European War Pamphlets

European War Pamphlets
Title European War Pamphlets PDF eBook
Author
Publisher
Pages 944
Release 1916
Genre World War, 1914-1918
ISBN

Download European War Pamphlets Book in PDF, Epub and Kindle

Imagined Orphans

Imagined Orphans
Title Imagined Orphans PDF eBook
Author Lydia Murdoch
Publisher Rutgers University Press
Pages 272
Release 2006
Genre History
ISBN 0813537223

Download Imagined Orphans Book in PDF, Epub and Kindle

"In Imagined Orphans, Lydia Murdoch focuses on the discrepancy between the representation and the reality of children's experiences within welfare institutions - a discrepancy that she argues stems from conflicts over middle- and working-class notions of citizenship that arose in the 1870s and persisted until the First World War. Reformers' efforts to depict poor children as either orphaned or endangered by abusive or "no-good" parents fed upon the poor's increasing exclusion from the Victorian social body. Reformers used the public's growing distrust and pitiless attitude toward poor adults to increase charity and state aid to the children. With a critical eye to social issues of the period, Murdoch urges readers to reconsider the complex situations of families living in poverty."--BOOK JACKET.
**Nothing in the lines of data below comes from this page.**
PR #414, opened 2020-07-14
Recapture

rgachuhi:
PR adds support for reCAPTCHA to the email user creation form


rgachuhi:
> Looks great and works locally.
> 
> Can you remove the Site Key and private key from the PR?
> 
> All other places where we have keys or secrets we have keep these out of the repository.



> Looks great and works locally.
> 
> Can you remove the Site Key and private key from the PR?
> 
> All other places where we have keys or secrets we have keep these out of the repository.

Actually those keys and secrets are public supplied by google for testing purposes, so no harm in maintaining them on repo. They certainly need to be supplanted with actual key and secret on testing and production.

PR #430, opened 2020-07-17
Expand page preview

bitbldr:
This PR implements activity rendering in page preview and also changes the preview to show inline with the page instead of opening in a new window


bitbldr:
Addressed review comments. Preview now shows a message indicating preview mode. Also adds back in the ability to open preview in another tab using Meta (CMD,Win) modifier key for power users

PR #431, opened 2020-07-20
Cascade page delete activities

rgachuhi:
This PR extends page deletion processing to include marking child activities within a page as deleted whenever the parent page is marked deleted.

### DIFF
--- a/lib/oli/authoring/editing/page_editor.ex
+++ b/lib/oli/authoring/editing/page_editor.ex
@@ -243,7 +243,28 @@ defmodule Oli.Authoring.Editing.PageEditor do
     # Handle the case where this change does not include content
     case Map.get(change, "content") do
 
-      nil -> {revision, []}
+      nil ->
+
+        if Map.get(change, :deleted) do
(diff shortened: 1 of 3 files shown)


lib/oli/authoring/editing/page_editor.ex
```diff
@@ -240,38 +240,46 @@ defmodule Oli.Authoring.Editing.PageEditor do
   # deleted state of the activity revision correct.
   defp resurrect_or_delete_activity_references(revision, change, project_slug) do
 
-    # Handle the case where this change does not include content
-    case Map.get(change, "content") do
-
-      nil -> {revision, []}
+    if Map.get(change, :deleted) do
```
darrensiegel, line 243: `If Map.get(change, :deleted, false) do`  will make this more robust.  This guarantees that the deletion code that follows only runs when the page is being edited to set its "deleted" field to "true".

rgachuhi:
> Can you expand the page_editor_test.exs to add a test that verifies this functionality.

Test verifying the activity has been added

PR #432, opened 2020-07-20
Rearrange last drop area should be bigger

### LINKED ISSUE #401: When rearranging content blocks, the last drop area should be bigger
Just like the last AddResourceContent area in a page, when in drag mode the last Drop area should be bigger as well since users might be inclined to simply drop the item in the lower margin of the page to move it to be last

bitbldr:
This PR expands the last drop area in content drag and drop mode to enable easier rearranging. It also addresses another point made in the alpha test by adding a pseudo button increasing the discoverability of how to add content and activities to a page.

Closes #401

### DIFF
--- a/assets/src/components/content/AddResourceContent.scss
+++ b/assets/src/components/content/AddResourceContent.scss
@@ -1,6 +1,8 @@
 @import 'authoring/variables';
+@import 'authoring/mixins';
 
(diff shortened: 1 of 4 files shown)


darrensiegel:
This looks fantastic.

PR #911, opened 2021-04-07
fix timezone support in certain schemas

### LINKED ISSUE #779: Some schemas/table don't have timezone support
There are some schemas in torus that do not store timezone information, when they probably should to ensure consistency  with other datetimes in the system.

- enrollment.ex
- user_identitiy.ex

eliknebel:
This PR fixes timezone support in some schemas that didn't specify. It also sets a configuration that all migrations should use `type: :timestamptz` by default for `timestamps()`. It appears that no migration is necessary for existing timestamps that didnt explicitly specify `:timestamptz` since they utilize the same underlying storage type and the timezone conversion is simply done at the DB layer, but the configuration was added for consistency and documentation purposes.

Related Posts:
- https://elixirforum.com/t/why-cant-timestamptz-be-set-up-as-default-timestamp-for-migrations-in-config/25778/2
- http://www.creativedeletion.com/2019/06/17/utc-timestamps-in-ecto.html

Closes #779

### DIFF
--- a/config/config.exs
+++ b/config/config.exs
@@ -40,6 +40,10 @@ config :oli,
   world_universities_and_domains_json: world_universities_and_domains_json,
   countries_json: countries_json
 
+# Configure database
+config :oli, Oli.Repo,
+  migration_timestamps: [type: :timestamptz]
+
 # Configures the endpoint
 config :oli, OliWeb.Endpoint,
   live_view: [signing_salt: System.get_env("LIVE_VIEW_SALT", "LIVE_VIEW_SALT")],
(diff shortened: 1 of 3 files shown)


LEDThereBeLight:
Do these tables need this change?
`enrollments`
`user_identities`
`pending_registrations`

E.g.
```
create table(:enrollments) do
      timestamps()
      add :user_id, references(:users), primary_key: true
      add :section_id, references(:sections), primary_key: true
      add :section_role_id, references(:section_roles)
    end
```

eliknebel:
Based on the some research it appears that no migration is necessary for these, so unless you've discovered any issues in testing, I think they are okay to remain the same. I would prefer to not change migrations if we dont have to, and the new config in config/config.exs should cover it

LEDThereBeLight (approved):

PR #919, opened 2021-04-08
Research consent

rgachuhi:
This PR adds support for research and cookie consent forms. The research consent form is delivery mode only. It is triggered whenever a student or instructor attempts to access a course via an LTI launch. The cookie consent request is set up to launch upon access to any torus page. Note that the cookie consent modal dialog allows users to dismiss it without taking any action. It then delays for an hour before re-prompting the user again.

This PR also fixes a minor bug in high-stakes attempts order by enforcing an order by date-evaluated. The PR also adds minor error logging to the help_controller.


eliknebel (changes requested):
It looks like when the browser is narrow, the Cookie Preferences link and Submit button overlap.

Screen Shot 2021-04-08 at 11 42 39 AM

eliknebel (changes requested):
We probably should make the consent form be configurable with a specific name until we add support for multi-configurable forms

eliknebel (approved):

PR #927, opened 2021-04-12
ImageCode authoring UI tweaks; delete unneeded scripts

andersweinstein:
Image code authoring: always show solution code box, disabled with prompt if no image. Remove original scripts from source tree


eliknebel (approved):

eliknebel (changes requested):
Can you add an entry to changelog please?

eliknebel (approved):

Issue #641, opened 2020-11-04
Adaptive Page integration support (ongoing): CMU-66


darrensiegel:
Overview of work to be done:

- [x] Change the existing server-side evaluation endpoints to return a collection of "actions", one type of which will be the existing "show feedback and score" action that currently exists.
- [ ] DEFER UNTIL NECESSARY Implement GET endpoints for retrieving state for an activity attempt (this never was created since the basic delivery inlines this state into the activity web component)
- [x] Implement a POST bulk endpoint for retrieving state for a collection of activity attempts. 
- [x] Change the URLs for all endpoints to be `/api/v1/state/` prefixed, and `/api/v1/state/course/:course` prefixed when they are course specific
- [x] Introduce the Extrinsic state endpoints.  
- [x] Implement ability to maintain arbitrary state at the resource attempt level. 
- [x] Inline the activity to attempt guid mapping into the server rendered portion of the adaptive delivery page, so that it can be wired in to the adaptive React app as a prop
- [x] Inline the page attempt (resource attempt) custom state into the server rendered portion of the adaptive page, so that it can be wired in to the adaptive React app as a prop
- [x] Elevate the `outcomes` attribute from being a child of the part of an activity to being a sibling of `parts`, rename it to `rules`. 
- [x] Allow for parts in an activity model that have no responses.  Enforce that either all parts have at least one response or that at least one "rule" exists. 
- [x] Fix the OpenAPI docs for the bulk delivery storage service endpoint.
- [x] Make available to the Adaptive Delivery React app the activity type meta data, so that it can render instances of any activity type. 
- [x] Check ingestion, copy, rendering to allow for “group” with “children”
- [x] Server side rendering of custom CSS script overrides
- [x] Provide capability for "chrome-less" page rendering
- [ ] Ensure graded page submission API is invokable from non server rendered page contexts
- [ ] Restructure part attempt record to store the rule that triggered evaluation/finalization

PR #928, opened 2021-04-12
Extrinsic user state

darrensiegel:
This is part 1 of work towards realizing the full set of user state changes in #641 

This PR adds support for the global and section-level "extrinsic state" endpoints.  These endpoints are accessible from `/api/v1/state` and `/api/v1/state/course/:section_slug` URLs, respectively, and allow an activity to read-write arbitrary key-value pairs from state tied to those contexts.  

In addition to basic CRUD operations, there is support for WebSocket based subscription to the state. This is currently implemented in a way that fires on every top-level key change.  We may want to adjust this in the future to have it be tied to a specific top-level key in a state context. 

To test this out interactively, create an instance of an Adaptive Activity in a regular page and use the temporary UIs there to exercise these endpoints. 

The next part of work here is to change the URL endpoints of the rest of the user state endpoints, and add OpenAPI docs to all of them (including these new extrinsic state endpoints).

### DIFF
--- a/assets/src/data/persistence/extrinsic.ts
+++ b/assets/src/data/persistence/extrinsic.ts
@@ -9,7 +9,7 @@ export type ExtrinsicDelete = {
   result: 'success',
 };
 
-export function read_global(keys: string[] | null = null) {
+export function readGlobal(keys: string[] | null = null) {
 
   const params = {
     method: 'GET',
@@ -19,7 +19,7 @@ export function read_global(keys: string[] | null = null) {
   return makeRequest<ExtrinsicRead>(params);
 }
 
-export function delete_global(keys: string[]) {
+export function deleteGlobal(keys: string[]) {
 
   const params = {
     method: 'DELETE',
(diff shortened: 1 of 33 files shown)


assets/src/data/persistence/extrinsic.ts
```diff
@@ -0,0 +1,87 @@
...
+
+export type ExtrinsicRead = Object;
+export type ExtrinsicUpsert = {
+  result: 'success',
+};
+export type ExtrinsicDelete = {
+  result: 'success',
+};
+
+export function read_global(keys: string[] | null = null) {
```
eliknebel, line 12: I'm surprised the linter didnt complain here, but our ts coding standards say to use camelCase instead of snake_case for functions https://github.com/airbnb/javascript#naming--camelCase

eliknebel (changes requested):

lib/oli/accounts/schemas/user.ex
```diff
@@ -26,6 +26,7 @@ defmodule Oli.Accounts.User do
     field :phone_number_verified, :boolean
     field :address, :string
     field :research_opt_out, :boolean
+    field :state, :map, default: %{}
```
eliknebel, line 29: User state will be accessible even across different courses and sections. Is this desired? Or should user state be scoped to a course section view enrollment

eliknebel: Oh, I see there is one on enrollment as well to cover this case.

eliknebel (approved):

Sermons and Addresses on Secret Societies, Fourteen Pamphlets in One Volume

Sermons and Addresses on Secret Societies, Fourteen Pamphlets in One Volume
Title Sermons and Addresses on Secret Societies, Fourteen Pamphlets in One Volume PDF eBook
Author Lebbeus Armstrong
Publisher BoD – Books on Demand
Pages 302
Release 2024-03-20
Genre Fiction
ISBN 3385391512

Download Sermons and Addresses on Secret Societies, Fourteen Pamphlets in One Volume Book in PDF, Epub and Kindle

Reprint of the original, first published in 1882.

Disorder Contained

Disorder Contained
Title Disorder Contained PDF eBook
Author Catherine Cox
Publisher Cambridge University Press
Pages 317
Release 2022-03-10
Genre History
ISBN 1108834558

Download Disorder Contained Book in PDF, Epub and Kindle

The first historical study to offer an in-depth exploration of the complex relationship between the prison and mental breakdown.

Reel Bad Arabs

Reel Bad Arabs
Title Reel Bad Arabs PDF eBook
Author Jack G. Shaheen
Publisher Interlink Publishing
Pages 637
Release 2012-12-31
Genre Performing Arts
ISBN 1623710065

Download Reel Bad Arabs Book in PDF, Epub and Kindle

A groundbreaking book that dissects a slanderous history dating from cinema’s earliest days to contemporary Hollywood blockbusters that feature machine-gun wielding and bomb-blowing "evil" Arabs Award-winning film authority Jack G. Shaheen, noting that only Native Americans have been more relentlessly smeared on the silver screen, painstakingly makes his case that "Arab" has remained Hollywood’s shameless shorthand for "bad guy," long after the movie industry has shifted its portrayal of other minority groups. In this comprehensive study of over one thousand films, arranged alphabetically in such chapters as "Villains," "Sheikhs," "Cameos," and "Cliffhangers," Shaheen documents the tendency to portray Muslim Arabs as Public Enemy #1—brutal, heartless, uncivilized Others bent on terrorizing civilized Westerners. Shaheen examines how and why such a stereotype has grown and spread in the film industry and what may be done to change Hollywood’s defamation of Arabs.